[Stored data]
PR #2639, opened 2019-10-17
Account for empty corpus in HDPModel. Fixes #2563

### LINKED ISSUE #2563: HdpModel(corpus=[], id2word=dic, alpha=1, T=500) will never ends
#### Problem description

Hi ~ I find that when I give a empty array as corpus to the constructor of corpora.Dictionary , it would never ends,the program got an endless loop.

I know I really should check the corpus to make sure it cannot be an empty array,but perhaps the HdpModel constructor should raise an Exception at once instead of endless-loop without any message(which perhaps make some new learner confused )

You can repeat the problem I found before
```python

# _*_ coding=utf-8 _*_
from gensim import corpora
from gensim.models import HdpModel

if __name__ == '__main__':
    dic = corpora.Dictionary([])
    print(1)
   m = HdpModel(corpus=[], id2word=dic, alpha=1, T=500)
    print('this will never be print')

```

in actually, when the corpus is [](an empty list),the HdpModel's constructor call the
```
 if corpus is not None:
            self.update(corpus)
```
and in the update function, when the corpus is empty array, the "while True" loop will never ends .It just because of that "utils.grouper(corpus, self.chunksize)" in "while True" is an empty generator too, " for chunk in utils.grouper" will never happen， caused the while-True loop never ends.

That's very nice of you to see the issue, I am not a native English speaker，so please forgive my pool English .If you have any question, just communicate with me .

dm20:
There are a couple of ways to go about preventing the infinite loop mentioned in the Issue from occurring. I thought maybe to user logger.error, or to skip the while loop if the corpus is empty. ButI saw in the _inference_ method that a RunTimeError is thrown when lda_alpha and lda_beta are not initialized. So I thought this seemed consistent.

### DIFF
--- a/gensim/models/hdpmodel.py
+++ b/gensim/models/hdpmodel.py
@@ -339,6 +339,8 @@ class HdpModel(interfaces.TransformationABC, basemodel.BaseTopicModel):
             corresponding lda model from :meth:`~gensim.models.hdpmodel.HdpModel.suggested_lda_model`
 
         """
+        if len(corpus) == 0:
+            raise RuntimeError("cannot initialize model with empty corpus")
         self.corpus = corpus
         self.id2word = id2word
         self.chunksize = chunksize


gensim/models/hdpmodel.py
```diff
@@ -339,6 +339,8 @@ def __init__(self, corpus, id2word, max_chunks=None, max_time=None,
             corresponding lda model from :meth:`~gensim.models.hdpmodel.HdpModel.suggested_lda_model`
 
         """
+        if len(corpus) == 0:
```
piskvorky: Is `corpus` guaranteed to support `len()` in HdpModel? What if it's just a generator?

piskvorky: Most definitely not. The `len` exception is still there, plus now you're serializing into entire corpus into RAM! If it's a generator, it will be gone.

Does HdpModel support generators? Or are we guaranteed to have a repeatable iterable with `len`?

dm20: ah ok got it, well the comments in the file just say 
```
corpus : iterable of list of (int, float)
            Corpus in BoW format.
```
so I wouldn't call this a guarantee but it does sound like list is the intended type. Should there maybe be type checking to guarantee that list is used?

mpenkov: It's not a list. It's an _iterable_ of something.

That something is a list of tuples, but that still doesn't change the fact that you're dealing with an iterable, and you won't necessarily be able to call `len()` on it.

dm20: oh I see, I understand now. it looks like `len()` is already being called on the corpus in another place in the constructor
```
if corpus:
        self.m_D = len(corpus)
```
leading me to believe that the corpus does in fact need to be a list..or should this be changed as well?

dm20: would it maybe be easiest to use the existing utils.is_corpus method in the constructor? since it covers the empty corpus case and works for generators

mpenkov: Yeah, I'd say calling `len(corpus)` is probably a bug, because it risks consuming the iterable.

piskvorky: It's possible the HDP model does not support iterables. It is possible it supports `list` only :( (unlike other models in Gensim)

That's why I ask about the contract of HdpModel – whether it explicitly needs its input data in RAM (~list), or if it supports streamed inputs (~any iterable).

dm20: @piskvorky I'll look over the code and also look around for usage of the model with a non-list iterable. if it turns out that only list is supported, would it be helpful to add support for all iterables? or not worth the effort since the model may be deprecated soon

piskvorky: > I'll look over the code and also look around for usage of the model with a non-list iterable.

That will be great, thanks.

> or not worth the effort since the model may be deprecated soon

I'd say "not worth the effort" right now. It isprobably possible to clean up and optimize HDP, but we lack a clear motivating use-case. So, before any technical optimizations, we'd need a **good strong tutorial / how-to document**, showing off *why* HDP is worth it, how it's better than other models, when to use it.

The performance considerations are secondary to my mind.

PR #2640, opened 2019-10-17
Increase max supported numpy version to < 1.17.0 for py2

### LINKED ISSUE #2634: numpy requirement is too strict/outdated
#### Problem description

Since `gensim 3.8.0`,  `numpy` is restricted to be `numpy >= 1.11.3, <= 1.16.1`.
That was first introduced in #2546 for py2 since `numpy 1.16.1` **was** the last version supporting py2. However, as of now, the latest version supporting py2 is [`numpy 1.16.5`](https://github.com/numpy/numpy/releases/tag/v1.16.5).

Should restrict numpy to `numpy >= 1.11.3, < 1.17.0`, since `1.17.0` is the first version removing python2 support.

#### Versions

```
$ python
Python 2.7.12 (default, Jan  9 2017, 12:16:27)
[GCC 4.8.4] on linux2
Linux-4.9.184-linuxkit-x86_64-with-Ubuntu-14.04-trusty
('Python', '2.7.12 (default, Jan  9 2017, 12:16:27) \n[GCC 4.8.4]')
('NumPy', '1.16.1')
('SciPy', '0.18.1')
('gensim', '3.8.1')
('FAST_VERSION', 1)
```

dm20:
Fix #2634

As reported in the issue, the last version of numpy that supported python2 was 1.16.5, so this requirement can be increased slightly from 1.16.1

### DIFF
--- a/setup.py
+++ b/setup.py
@@ -233,7 +233,7 @@ Copyright (c) 2009-now Radim Rehurek
 # https://docs.pytest.org/en/latest/py27-py34-deprecation.html
 #
 if PY2:
-    NUMPY_STR = 'numpy >= 1.11.3, <= 1.16.1'
+    NUMPY_STR = 'numpy >= 1.11.3, < 1.17.0'
     PYTEST_STR = 'pytest == 4.6.4'
 else:
     NUMPY_STR = 'numpy >= 1.11.3'


mpenkov:
Thank you for your contribution.

We dropped Py2 support, so do we even need this restriction anymore?

allanbenW:
This is for 3.8.x though, which still supports py2.7

mpenkov:
No, technically, it's for 4.0.0 (Python2 support is already removed from the current develop branch).

We just haven't bumped the version on the develop branch - that happens later, as part of our release process.

dm20:
are there old versions that are still supported where this would be beneficial?

mpenkov:
I don't think so.

We don't maintain the older versions: once they're released, we move on to the next version. I can see us making an exception to fix critical defects, but this numpy dependency isn't one of them.

piskvorky:
@dm20 do you still use Python 2? Or how did you find this issue / PR?

dm20:
@piskvorky I am using Python 3 with gensim - I found this issue when looking through the project for quick/easy Hacktoberfest issues. Beyond Hacktoberfest, gensim has been very helpful to me and my colleagues at work so I want to help in some way if I can!

mpenkov:
I think unless there is a significant reason for pinning the version (e.g. incompatibility), then we can simply remove the numpy pin altogether.

@menshikh-iv What do you think?

mpenkov:
@allanbenW We ended up accepting your proposed change for the 3.8.3 release (7125731fef5e9f162c2b7188ec3a2b82e5d098df). Thanks again!

PR #2654, opened 2019-10-26
replacing deleted notebooks with placeholders

mpenkov:
#2591 ported some Jupyter notebooks to Sphinx gallery and then removed them. That turned out to be undesirable because it left many broken links that we cannot control via our Web server.

This PR replaces the previously removed notebooks with a placeholder document that points to the new location.

### DIFF
--- a/docs/notebooks/Corpora_and_Vector_Spaces.ipynb
+++ b/docs/notebooks/Corpora_and_Vector_Spaces.ipynb
@@ -1,0 +1,34 @@
+{
+ "cells": [
+  {
+   "cell_type": "markdown",
+   "metadata": {},
+   "source": [
+    "This tutorial has moved.\n",
+    "\n",
+    "Please see https://radimrehurek.com/gensim/auto_examples/."
+   ]
+  }
+ ],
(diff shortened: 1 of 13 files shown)


piskvorky:
Looks good, except some of these tutorials were *removed*, rather than *moved*. So people won't find them at that new suggested location.

qinpeiming:
good

gojomo:
While better than a 404-not-found, I was hoping for placeholders that point directly to the analogous new tutorial, where there is one. (If there isn't one, because the old tutorial was so bad it's better deleted, then a 404 might be fine. I'm not sure which ones have been deleted-without-an-equivalent-replacement.)

mpenkov:
OK. I'm going to merge this in the interest of our users, and come back to tweaking things later (probably around next week or so).

rice-cake:
in Similarity Queries notebook:

sims = sorted(enumerate(sims), key=lambda item: -item[1])
for i, s in enumerate(sims): print(s, documents[i]) <-- incorrect

for s in sims: print(s, documents[s[0]]) <-- correct

PR #640, opened 2024-12-18
Change dts extensions checkpoint

DaniilKl:
Related PR:
https://github.com/Dasharo/meta-dts/pull/208

### DIFF
--- a/dts/dts-e2e.robot
+++ b/dts/dts-e2e.robot
@@ -31,8 +31,6 @@ ${DTS_SPECIFICATION_WARN}=          Does it match your actual specification? (Y|
 ${DTS_DEPLOY_WARN}=                 Do you want to deploy this Dasharo Firmware on your platform (Y|n)
 ${DTS_HW_PROBE_WARN}=               Do you want to participate in this project?
 ${DTS_HEADS_SWITCH_QUESTION}=       Would you like to switch to Dasharo heads firmware? (Y|n)
-${DPP_PACKAGES_CHECKPOINT}=
-...                                 If you did not buy any DPP\npackages - feel free to continue.\n${DTS_CONFIRM_CHECKPOINT}
 # DTS initial deployment menupoints:
 ${DTS_DCR_UEFI_MENUPOINT}=          Community version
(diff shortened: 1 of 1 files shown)


m-iwanicki:
@DaniilKl why do you target `main` instead of `develop`?

DaniilKl:
> why do you target main instead of develop?

Well, you have catched me.

m-iwanicki (approved):

m-iwanicki (changes requested):
Fix documentation as it doesn't check any warning. Maybe even change keyword name because keyword just writes credentials from global variabe and waits for `Press Enter`.
Currently `Press Enter ...` will show only if you can't login or you can and packages were installed successfully: https://github.com/Dasharo/dts-scripts/blob/1cdf6313557f03895b446d2dd8bbd477a02e7a84/include/dts-functions.sh#L1498.

DaniilKl:
@m-iwanicki, I have deleted KW `Provide DPP Credentials Without Packages`, it seems that the checkpoint is now being printed always: 35c0352f9dd95ce1f1041657e21d7162ac234d00.

m-iwanicki (approved):
It won't be printed if `check_avail_dpp_packages` or `install_all_dpp_packages` fails, in that case `Provide DPP Credentials` will get stuck and fail after timeout. If that's how it should work then you can merge.
PS: is this how it should work? https://github.com/Dasharo/open-source-firmware-validation/blob/35c0352f9dd95ce1f1041657e21d7162ac234d00/dts/dts-e2e.robot#L604? Won't `Go Through Update` get stuck?

DaniilKl:
> It won't be printed if check_avail_dpp_packages or install_all_dpp_packages fails, in that case Provide DPP Credentials will get stuck and fail after timeout. If that's how it should work then you can merge.

If smth in DTS unexpectedly fails - the tests should fail too, this is the way.

> PS: is this how it should work? 

This one is interesting, did not notice it previously. No, it should not work this way, will check it.

DaniilKl:
> Won't Go Through Update get stuck?

Fixed here: 796e0c192c8a5da205115f764b8088c75ac4c047. But surprisingly, the test passed in both cases, with the changes and without.

m-iwanicki (approved):

PR #507, opened 2024-09-18
dasharo-security/tpm-support.robot: Refactor TPM version and support …

SebastianCzapla:
…tests

Currently, TPM Support and TPM Version test are split into different tests groups. Merging of version and support checks into one allows us to skip few extra reboot cycles during testing. Additionally, it provides opportunity to add coverage for TPM 1.2

PR #641, opened 2024-12-18
VP2430 v0.9.0-rc2 Fixes

SebastianCzapla:
Based on: https://github.com/Dasharo/open-source-firmware-validation/pull/507

### DIFF
--- a/dasharo-compatibility/esp-scanning.robot
+++ b/dasharo-compatibility/esp-scanning.robot
@@ -102,8 +102,6 @@ ESP002.001 ESP Scan after deleting additional .efi files
     [Documentation]    This test aims to verify that none of the systems linger
     ...    on in the boot menu after we've deleted their files from /EFI/.
     Skip If    not ${TESTS_IN_FIRMWARE_SUPPORT}    ESP002.001 not supported
-    Skip If    not ${ESP_SCANNING_SUPPORT}    ESP002.001 not supported
-
     Power On
     Clear Out EFI Partition
     Power On
--- a/dasharo-compatibility/esp-scanning.robot
+++ b/dasharo-compatibility/esp-scanning.robot
@@ -13,29 +13,14 @@ Resource            ../keywords.robot
 Resource            ../keys.robot
 
 # Library    ../lib/QemuMonitor.py    /tmp/qmp-socket
-# Required setup keywords:
-#    Prepare Test Suite - generic setup keyword for all tests
-# Required teardown keywords:
-#    Log Out And Close Connection - generic setup keyword for all tests,
-#    closes all connections to DUT and PiKVM
-Suite Setup         Run Keywords
-...                     Prepare Test Suite
-...                     AND
-...                     Skip If    not ${ESP_SCANNING_SUPPORT}    ESP scanning tests not supported
-...                     AND
-...                     Prepare Required Files For Qemu
-...                     AND
-...                     Prepare EFI Partition With System Files
-Suite Teardown      Run Keywords
-...                     Clear Out EFI Partition    AND
-...                     Log Out And Close Connection
+Suite Setup         Setup Esp Scanning Suite
+Suite Teardown      Teardown Esp Scanning Suite
 
 
 *** Test Cases ***
 ESP001.001 ESP Scan with OS-specific .efi files added
     [Documentation]    This test aims to verify that any properly added .efi
     ...    files will have boot menu entries created for them.
-    Skip If    not ${TESTS_IN_FIRMWARE_SUPPORT}    ESP001.001 not supported
     Power On
     ${boot_menu}=    Enter Boot Menu Tianocore And Return Construction
     FOR    ${system}    IN    @{SYSTEMS_FOR_ESP_TESTING}
@@ -49,7 +34,6 @@ ESP003.001 ESP Scan ignores OSes on removable media
     [Documentation]    This test aims to verify that the bootable /EFI
     ...    partitions of removable media are ignored by the scan and aren't
     ...    listed in boot menu, except for DTS.
-    Skip If    not ${TESTS_IN_FIRMWARE_SUPPORT}    ESP003.001 not supported
     Power On
     Download ISO And Mount As USB    ${DL_CACHE_DIR}/CorePlus-current.iso
     ...    ${TINYCORE_URL}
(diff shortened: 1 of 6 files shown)


dasharo-compatibility/usb-detect.robot
```diff
@@ -81,7 +81,8 @@ UDT001.002 USB detection after warmboot
             ${usb}=    Evaluate    0
             Power On
             IF    '${PAYLOAD}' == 'tianocore'
-                ${menu}=    Enter Tianocore And Return Menu
+                Enter Boot Menu Tianocore
+                ${menu}=    Read From Terminal Until    ESC to exit
```
miczyg1: What is different than in `Enter Tianocore And Return Menu` ?

dasharo-compatibility/esp-scanning.robot
```diff
@@ -102,8 +102,6 @@ ESP002.001 ESP Scan after deleting additional .efi files
     [Documentation]    This test aims to verify that none of the systems linger
     ...    on in the boot menu after we've deleted their files from /EFI/.
     Skip If    not ${TESTS_IN_FIRMWARE_SUPPORT}    ESP002.001 not supported
-    Skip If    not ${ESP_SCANNING_SUPPORT}    ESP002.001 not supported
```
miczyg1, line 105: Why? It may be disabled in certain builds.

dasharo-compatibility/dcu.robot
```diff
@@ -42,7 +42,7 @@ DCU001.001 Change the UUID
     Flash Firmware    ${FW_COPY}
     Make Sure New Firmware Is Booted After Flashing
 
-    Power On
```
miczyg1: Do we get rid of `Power On` now? THere are still hundreds of occurrences of Power On that should be changed to `Power Cycle On` then... Why do we change `Power On` to `Power Cycle On` only in selected places?

dasharo-security/tpm-support.robot
```diff
@@ -26,16 +26,18 @@ Suite Teardown      Run Keyword
...
+    ...    detected and logged correctly by FW via cbmem, directly in Ubuntu
     Skip If    not ${TESTS_IN_UBUNTU_SUPPORT}    TPM001.001 not supported
     Power On
     Boot System Or From Connected Disk    ubuntu
     Login To Linux
     Switch To Root User
-    Get Cbmem From Cloud
-    ${out}=    Execute Command In Terminal    cbmem -L
-    Should Contain Any    ${out}    TPM2 log    TCPA log
+    ${result}=    Run Keyword And Ignore Error    Validate Expected TPM Via Cbmem Chip
```
miczyg1:
```suggestion
    ${result}=    Run Keyword And Ignore Error    Validate Expected TPM Chip Via Cbmem
```

It is not gramatically correct. Please change the keyword name

keywords.robot
```diff
@@ -1349,7 +1349,7 @@ Reboot Via Ubuntu By Tianocore
     [Documentation]    Reboot system with Ubuntu installed on the DUT while
     ...    already logged into Tianocore.
     ${boot_menu}=    Enter Boot Menu Tianocore And Return Construction
-    Enter Submenu From Snapshot    ${boot_menu}    ubuntu
+    Enter Submenu From Snapshot    ${boot_menu}    Ubuntu
```
miczyg1: If there is no consistency in boot options, maybe check for the option ignoring the case?

miczyg1 (changes requested):

dasharo-compatibility/usb-detect.robot
SebastianCzapla: Keyword no longer exists.
image

dasharo-compatibility/esp-scanning.robot
SebastianCzapla: We check it already in the suite setup, this test was the only one that still had it, and since it's checked on suite setup we would not even reach this code.

image

dasharo-compatibility/dcu.robot
SebastianCzapla: In the early testing phase, I attributed an error I got to this keyword, but it was not right, it should be left as Power On. Will change it.

keywords.robot
SebastianCzapla: Good suggestion, will do.

dasharo-compatibility/esp-scanning.robot
miczyg1: Then we could move `${TESTS_IN_FIRMWARE_SUPPORT}` check to the Suite Setup too. it occurs in every test case...

miczyg1 (changes requested):

miczyg1:
Many changes I reviewd earlier simply vaporized. I must say I am a bit confused. Next time set the target branch properly so that only your changes are included. Reviewing files that are not supposed to be part of the PR is a waste of time and resources. Unless you had so many dirty fixes in so many places, then it would explain why they disappeared. But it still arises a question: what happened to them?

keywords.robot
miczyg1: Seems there is no change here anymore in the newest diff. What has been done to that part?

SebastianCzapla: My attempts at case ignore were unsuccessful, in meantime, dependency on this keyword was removed in this commit: https://github.com/Dasharo/open-source-firmware-validation/pull/659/commits/e720969dc1d22c0df34b57b20842628d2c29038d

As of now, the keyword Reboot Via Ubuntu By Tianocore is not used anywhere in OSFV.

SebastianCzapla:
I should have clarified immidiately, my bad. The now gone changes were due to this branch being rebased onto https://github.com/Dasharo/open-source-firmware-validation/pull/507/

Some of the other stale changes, that I removed were things like hacky power state variables, that are no longer valid, but were during the testing.

keywords.robot
miczyg1: Thanks for reference

dasharo-compatibility/esp-scanning.robot
SebastianCzapla: Added a new commit, which isolates Suite Setup and Teardown into local keywords, which should contain proper skip conditions

miczyg1 (approved):

miczyg1:
@SebastianCzapla can't fast-forward merge it. Needs a rebase

SebastianCzapla:
@miczyg1 rebased

PR #647, opened 2024-12-23
scripts/ci/ipxe-run.sh: fix script

EduKav1813:


macpijan:
@DaniilKl @m-iwanicki I assume this was related to DTS testing. Any idea if this is needed? I assume no, since we executed tests since then without this change merged.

EXERCISE — Where a line above contains the word "being", copy that line.

WRITTEN RESPONSE —
dm20: oh I see, I understand now. it looks like `len()` is already being called on the corpus in another place in the constructor
@m-iwanicki, I have deleted KW `Provide DPP Credentials Without Packages`, it seems that the checkpoint is now being printed always: 35c0352f9dd95ce1f1041657e21d7162ac234d00.
I should have clarified immidiately, my bad. The now gone changes were due to this branch being rebased onto https://github.com/Dasharo/open-source-firmware-validation/pull/507/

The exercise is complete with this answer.